(Stored data entries)
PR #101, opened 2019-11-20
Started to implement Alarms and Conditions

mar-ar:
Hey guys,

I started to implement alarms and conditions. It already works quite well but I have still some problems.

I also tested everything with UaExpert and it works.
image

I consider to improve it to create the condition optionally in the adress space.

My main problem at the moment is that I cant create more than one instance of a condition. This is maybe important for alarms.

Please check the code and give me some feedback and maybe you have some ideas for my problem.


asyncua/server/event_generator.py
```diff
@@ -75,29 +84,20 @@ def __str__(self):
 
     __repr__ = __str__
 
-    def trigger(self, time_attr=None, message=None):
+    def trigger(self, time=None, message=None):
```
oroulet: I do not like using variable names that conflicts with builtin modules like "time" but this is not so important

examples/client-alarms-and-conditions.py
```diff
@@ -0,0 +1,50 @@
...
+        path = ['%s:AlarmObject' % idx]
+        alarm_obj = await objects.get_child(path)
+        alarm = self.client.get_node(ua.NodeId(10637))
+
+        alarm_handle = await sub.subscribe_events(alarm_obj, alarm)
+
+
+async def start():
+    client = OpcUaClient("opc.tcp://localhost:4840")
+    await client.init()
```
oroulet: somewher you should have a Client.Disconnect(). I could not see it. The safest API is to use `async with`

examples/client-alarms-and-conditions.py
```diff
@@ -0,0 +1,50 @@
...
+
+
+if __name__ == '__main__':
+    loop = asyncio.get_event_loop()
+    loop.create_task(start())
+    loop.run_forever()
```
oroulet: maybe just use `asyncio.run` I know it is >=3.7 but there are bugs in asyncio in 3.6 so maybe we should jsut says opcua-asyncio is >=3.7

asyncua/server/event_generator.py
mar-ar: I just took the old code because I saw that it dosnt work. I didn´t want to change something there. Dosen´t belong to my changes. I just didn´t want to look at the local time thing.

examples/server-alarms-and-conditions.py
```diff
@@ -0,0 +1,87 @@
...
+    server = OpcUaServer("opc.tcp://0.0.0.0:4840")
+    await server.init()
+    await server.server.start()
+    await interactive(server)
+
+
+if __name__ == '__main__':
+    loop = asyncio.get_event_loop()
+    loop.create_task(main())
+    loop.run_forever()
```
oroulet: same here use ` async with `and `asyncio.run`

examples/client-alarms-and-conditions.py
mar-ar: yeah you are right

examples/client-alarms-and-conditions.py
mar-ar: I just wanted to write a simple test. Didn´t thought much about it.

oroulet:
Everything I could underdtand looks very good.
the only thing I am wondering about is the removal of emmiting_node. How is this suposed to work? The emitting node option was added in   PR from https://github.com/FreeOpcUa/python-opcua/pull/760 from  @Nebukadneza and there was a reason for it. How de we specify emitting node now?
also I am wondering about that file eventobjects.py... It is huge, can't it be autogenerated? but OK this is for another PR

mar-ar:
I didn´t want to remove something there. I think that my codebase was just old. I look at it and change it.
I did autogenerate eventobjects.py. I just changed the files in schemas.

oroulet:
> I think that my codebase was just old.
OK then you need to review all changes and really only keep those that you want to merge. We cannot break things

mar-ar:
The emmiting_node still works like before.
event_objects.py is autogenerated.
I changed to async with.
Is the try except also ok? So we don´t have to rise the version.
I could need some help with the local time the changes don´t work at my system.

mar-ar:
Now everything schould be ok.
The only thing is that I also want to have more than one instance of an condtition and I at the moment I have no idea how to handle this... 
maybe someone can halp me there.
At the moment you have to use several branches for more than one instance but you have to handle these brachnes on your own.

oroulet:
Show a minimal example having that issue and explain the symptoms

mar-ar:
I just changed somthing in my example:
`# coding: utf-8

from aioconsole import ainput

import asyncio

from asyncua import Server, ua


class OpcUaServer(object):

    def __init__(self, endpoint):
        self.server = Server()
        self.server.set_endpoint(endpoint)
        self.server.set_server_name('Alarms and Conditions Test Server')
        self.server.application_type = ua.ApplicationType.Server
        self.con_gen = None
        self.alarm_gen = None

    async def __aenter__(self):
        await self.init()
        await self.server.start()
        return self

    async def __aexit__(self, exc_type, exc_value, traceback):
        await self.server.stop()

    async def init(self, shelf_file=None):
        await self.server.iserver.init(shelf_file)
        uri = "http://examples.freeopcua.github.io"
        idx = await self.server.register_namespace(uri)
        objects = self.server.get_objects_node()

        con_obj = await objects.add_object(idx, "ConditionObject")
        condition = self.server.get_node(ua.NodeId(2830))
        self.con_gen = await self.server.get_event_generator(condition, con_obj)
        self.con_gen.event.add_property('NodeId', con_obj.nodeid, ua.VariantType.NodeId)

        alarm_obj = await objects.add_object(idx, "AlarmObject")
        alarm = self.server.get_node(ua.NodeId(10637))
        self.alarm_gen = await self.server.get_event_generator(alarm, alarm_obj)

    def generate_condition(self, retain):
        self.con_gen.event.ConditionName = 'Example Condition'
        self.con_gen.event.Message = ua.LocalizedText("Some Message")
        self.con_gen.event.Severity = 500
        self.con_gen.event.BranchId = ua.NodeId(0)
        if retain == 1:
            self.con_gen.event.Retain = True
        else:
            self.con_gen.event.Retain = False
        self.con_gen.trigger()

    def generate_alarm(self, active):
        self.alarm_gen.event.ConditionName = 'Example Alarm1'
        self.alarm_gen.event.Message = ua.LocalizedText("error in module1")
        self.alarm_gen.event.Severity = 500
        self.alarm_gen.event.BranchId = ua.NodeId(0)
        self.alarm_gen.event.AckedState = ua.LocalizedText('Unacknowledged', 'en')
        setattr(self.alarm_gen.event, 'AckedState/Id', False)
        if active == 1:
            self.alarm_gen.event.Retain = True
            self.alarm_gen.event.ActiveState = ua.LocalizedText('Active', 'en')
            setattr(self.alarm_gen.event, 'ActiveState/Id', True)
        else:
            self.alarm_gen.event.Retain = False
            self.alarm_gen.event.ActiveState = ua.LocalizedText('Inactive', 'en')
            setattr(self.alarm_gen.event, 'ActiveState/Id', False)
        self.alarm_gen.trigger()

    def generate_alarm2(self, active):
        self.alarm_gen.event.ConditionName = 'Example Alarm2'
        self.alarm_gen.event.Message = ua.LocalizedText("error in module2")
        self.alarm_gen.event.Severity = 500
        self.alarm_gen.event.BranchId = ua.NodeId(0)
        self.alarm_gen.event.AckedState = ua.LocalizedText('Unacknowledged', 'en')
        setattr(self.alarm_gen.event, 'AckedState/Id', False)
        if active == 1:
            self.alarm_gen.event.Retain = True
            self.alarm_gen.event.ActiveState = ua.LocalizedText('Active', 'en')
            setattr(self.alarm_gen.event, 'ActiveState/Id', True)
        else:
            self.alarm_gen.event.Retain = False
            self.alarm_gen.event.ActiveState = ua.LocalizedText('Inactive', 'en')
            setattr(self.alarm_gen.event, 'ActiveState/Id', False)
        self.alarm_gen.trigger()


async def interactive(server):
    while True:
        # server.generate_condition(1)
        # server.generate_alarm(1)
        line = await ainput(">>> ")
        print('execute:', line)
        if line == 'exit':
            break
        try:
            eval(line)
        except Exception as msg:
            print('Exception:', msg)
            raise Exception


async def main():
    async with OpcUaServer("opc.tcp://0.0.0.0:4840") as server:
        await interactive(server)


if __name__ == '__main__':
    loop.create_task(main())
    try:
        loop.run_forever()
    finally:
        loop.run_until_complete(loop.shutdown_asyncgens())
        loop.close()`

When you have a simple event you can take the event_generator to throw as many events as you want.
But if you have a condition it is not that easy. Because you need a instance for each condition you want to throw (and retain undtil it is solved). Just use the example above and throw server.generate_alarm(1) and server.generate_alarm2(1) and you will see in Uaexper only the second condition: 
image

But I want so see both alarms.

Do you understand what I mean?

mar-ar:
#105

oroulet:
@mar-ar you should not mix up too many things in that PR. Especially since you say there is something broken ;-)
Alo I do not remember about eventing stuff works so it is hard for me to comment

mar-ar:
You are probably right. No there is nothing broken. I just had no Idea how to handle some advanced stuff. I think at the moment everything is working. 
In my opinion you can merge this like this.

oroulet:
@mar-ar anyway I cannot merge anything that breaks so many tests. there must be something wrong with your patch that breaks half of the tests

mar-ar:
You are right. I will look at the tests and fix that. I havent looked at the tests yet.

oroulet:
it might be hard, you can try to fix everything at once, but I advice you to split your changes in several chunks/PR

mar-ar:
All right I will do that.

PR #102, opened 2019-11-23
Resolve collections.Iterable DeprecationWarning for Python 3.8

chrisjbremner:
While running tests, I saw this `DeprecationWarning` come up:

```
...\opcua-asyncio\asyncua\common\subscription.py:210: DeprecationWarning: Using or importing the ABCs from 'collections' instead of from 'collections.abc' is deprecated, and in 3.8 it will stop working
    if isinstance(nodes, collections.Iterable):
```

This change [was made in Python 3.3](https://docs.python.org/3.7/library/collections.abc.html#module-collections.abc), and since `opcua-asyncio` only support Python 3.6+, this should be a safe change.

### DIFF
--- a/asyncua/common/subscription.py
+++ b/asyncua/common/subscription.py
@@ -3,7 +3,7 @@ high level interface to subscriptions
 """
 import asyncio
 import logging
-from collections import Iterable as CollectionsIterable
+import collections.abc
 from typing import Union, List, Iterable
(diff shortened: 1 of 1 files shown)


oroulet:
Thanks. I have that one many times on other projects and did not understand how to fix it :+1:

--

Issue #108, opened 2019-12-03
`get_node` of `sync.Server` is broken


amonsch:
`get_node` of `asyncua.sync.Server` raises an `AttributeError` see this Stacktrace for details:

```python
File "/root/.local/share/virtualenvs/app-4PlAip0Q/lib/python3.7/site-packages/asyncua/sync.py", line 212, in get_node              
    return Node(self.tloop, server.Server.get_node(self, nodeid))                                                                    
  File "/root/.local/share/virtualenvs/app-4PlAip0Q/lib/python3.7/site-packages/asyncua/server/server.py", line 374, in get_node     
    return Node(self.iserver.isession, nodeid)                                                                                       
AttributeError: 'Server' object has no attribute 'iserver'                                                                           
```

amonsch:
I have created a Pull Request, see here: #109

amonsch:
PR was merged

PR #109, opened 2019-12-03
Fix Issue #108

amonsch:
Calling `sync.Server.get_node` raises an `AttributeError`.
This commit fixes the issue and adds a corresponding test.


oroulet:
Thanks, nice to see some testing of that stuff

• [Description of the task]:
Would you copy every line of the entries that includes the word "iserver"?

• [Exercise answer]:
        await self.server.iserver.init(shelf_file)
    return Node(self.iserver.isession, nodeid)                                                                                       
AttributeError: 'Server' object has no attribute 'iserver'                                                                           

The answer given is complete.